* _Instructions for the task_
Among the entries below, one line contains "use something else?" and another contains "This also happens". Transcribe those two lines and every line between them, exactly.
:: Records shown
PR #229, opened 2017-05-21
Initial JSON Feed implementation

Kwpolska:
Fixes getnikola/nikola#2779.

An experimental implementation of the [JSON Feed](https://jsonfeed.org/) specification (version 1).

Currently only supports main blog RSS (``/feed.json``). Other items are not supported, but are planned for the future.

- [x] tags → ~~missing for untranslated tags~~
- [x] categories
- [x] sections
- [ ] ~~galleries~~ (painful without changes in Core?)
- [x] archives (WIP; getnikola/nikola#2783)
- [x] authors
- [x] add links (JSONFEED_APPEND_LINKS)

Comments, ideas, insights welcome. (I had to make some uglier architectural decisions, including duplicating code, because this is not in Core.)

### DIFF
--- a/v7/jsonfeed/README.md
+++ b/v7/jsonfeed/README.md
@@ -1,0 +1,5 @@
+An experimental implementation of the [JSON Feed](https://jsonfeed.org/) specification (version 1).
+
+Currently only supports main blog RSS (``/feed.json``). Other items (tags,
+categories, sections, galleries, archives, authors, ?) are not supported but
+are planned for the future.
--- a/v7/jsonfeed/README.md
+++ b/v7/jsonfeed/README.md
@@ -1,5 +1,5 @@
 An experimental implementation of the [JSON Feed](https://jsonfeed.org/) specification (version 1).
 
 Currently only supports main blog RSS (``/feed.json``). Other items (tags,
-categories, sections, galleries, archives, authors, ?) are not supported but
+categories, sections, galleries, archives, authors, ?) are not supported, but
 are planned for the future.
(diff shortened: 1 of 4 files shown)


felixfontein:
BTW, how about a bit of infrastructure in Nikola core which allows to add new feed types (or remove existing ones by disabling corresponding plugins)? Currently, RSS and Atom are kind of hard-coded and it is hard to change their behavior.

Also, Atom and RSS behave very differently: Atom is like another representation of the accompanying HTML page, while RSS is what I traditionally knew as a feed. I guess the infrastructure would have to support both modes. Or are there even more modes than these two to consider?

Kwpolska:
How many feed types are there, really? I don’t think we need to bother. This plugin works pretty well without any core changes, the only things I can’t handle very nicely from here would be galleries (but it’s doable with some copy-paste, I’ll see if it’s doable later).

@felixfontein There is an issue with tags: site.posts_per_classification does not have untranslated tags. Those tags *do* get RSS feeds and indexes, should I use something else?

felixfontein:
This also happens for categories, and it is some kind of left-over from the past / something for compatibility to the old version.

There's some extra code in `taxonomies.py` which collects tag and category names from all languages when `also_create_classifications_from_other_languages` is `True`, which happens precisely for the tag and category taxonomies. I guess you have to copy that behavior.

(I'd personally would be happy if we'd remove this behavior from the taxonomies at some point in the future. I don't see any reason why these should be generated in the first place.)

felixfontein:
About feed types: no idea. I'm happy with RSS and Atom (though I still don't know what Atom is for anyway). It would just also clean up the RSS and Atom code a bit, currently explicit RSS and Atom handling is all over the place.

Kwpolska:
This is pretty done now, there seem to be some dependency problems (probably caused by template_handlers). I’ll look at it tomorrow.

@felixfontein make an issue in the main repo for `also_create…` and other things in Taxonomies that should be deprecated/changed in v8.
::::
* _Completed task_
@felixfontein There is an issue with tags: site.posts_per_classification does not have untranslated tags. Those tags *do* get RSS feeds and indexes, should I use something else?

felixfontein:
This also happens for categories, and it is some kind of left-over from the past / something for compatibility to the old version.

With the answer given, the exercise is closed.